DATASET -
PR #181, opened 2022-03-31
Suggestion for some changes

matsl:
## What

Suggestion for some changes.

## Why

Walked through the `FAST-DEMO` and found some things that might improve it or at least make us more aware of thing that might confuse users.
---
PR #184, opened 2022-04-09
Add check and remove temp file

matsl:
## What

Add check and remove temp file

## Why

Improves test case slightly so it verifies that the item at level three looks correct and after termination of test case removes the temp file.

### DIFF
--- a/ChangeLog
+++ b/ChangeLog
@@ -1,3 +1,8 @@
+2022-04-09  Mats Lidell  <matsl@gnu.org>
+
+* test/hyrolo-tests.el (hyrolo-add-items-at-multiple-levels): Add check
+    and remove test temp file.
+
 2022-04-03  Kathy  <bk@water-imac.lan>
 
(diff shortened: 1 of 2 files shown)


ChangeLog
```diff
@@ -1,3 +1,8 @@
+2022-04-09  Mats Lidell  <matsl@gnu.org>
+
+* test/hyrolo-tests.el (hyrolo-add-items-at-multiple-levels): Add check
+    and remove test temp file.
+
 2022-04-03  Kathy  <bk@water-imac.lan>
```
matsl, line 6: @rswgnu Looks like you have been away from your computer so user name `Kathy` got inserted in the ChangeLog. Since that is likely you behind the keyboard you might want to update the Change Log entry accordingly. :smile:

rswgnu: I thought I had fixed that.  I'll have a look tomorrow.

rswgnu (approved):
* * *
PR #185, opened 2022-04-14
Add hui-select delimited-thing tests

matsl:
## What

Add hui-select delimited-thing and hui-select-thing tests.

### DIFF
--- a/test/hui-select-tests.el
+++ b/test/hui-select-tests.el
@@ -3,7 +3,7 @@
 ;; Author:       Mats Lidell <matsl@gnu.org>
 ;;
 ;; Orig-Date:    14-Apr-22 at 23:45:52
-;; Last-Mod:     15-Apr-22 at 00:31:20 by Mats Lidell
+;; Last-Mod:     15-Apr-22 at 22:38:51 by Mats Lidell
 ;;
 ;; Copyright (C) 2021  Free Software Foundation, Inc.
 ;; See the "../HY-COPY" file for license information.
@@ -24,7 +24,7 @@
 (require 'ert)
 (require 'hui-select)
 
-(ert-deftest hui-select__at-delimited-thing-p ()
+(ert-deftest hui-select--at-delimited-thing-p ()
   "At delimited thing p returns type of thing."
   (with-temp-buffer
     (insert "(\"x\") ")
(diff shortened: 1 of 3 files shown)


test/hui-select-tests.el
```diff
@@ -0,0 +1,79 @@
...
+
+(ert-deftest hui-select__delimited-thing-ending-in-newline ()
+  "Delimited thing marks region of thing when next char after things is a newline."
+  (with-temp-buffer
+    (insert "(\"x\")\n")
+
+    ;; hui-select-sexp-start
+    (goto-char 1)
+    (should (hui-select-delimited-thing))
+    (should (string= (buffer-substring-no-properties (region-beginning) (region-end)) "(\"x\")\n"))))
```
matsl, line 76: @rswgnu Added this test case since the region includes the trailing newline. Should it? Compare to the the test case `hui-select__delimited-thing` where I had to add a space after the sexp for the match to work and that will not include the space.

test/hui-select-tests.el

EXERCISE - Line count for the string "ChangeLog": tally the lines of the records above that contain it and give only the result.

REPLY - 4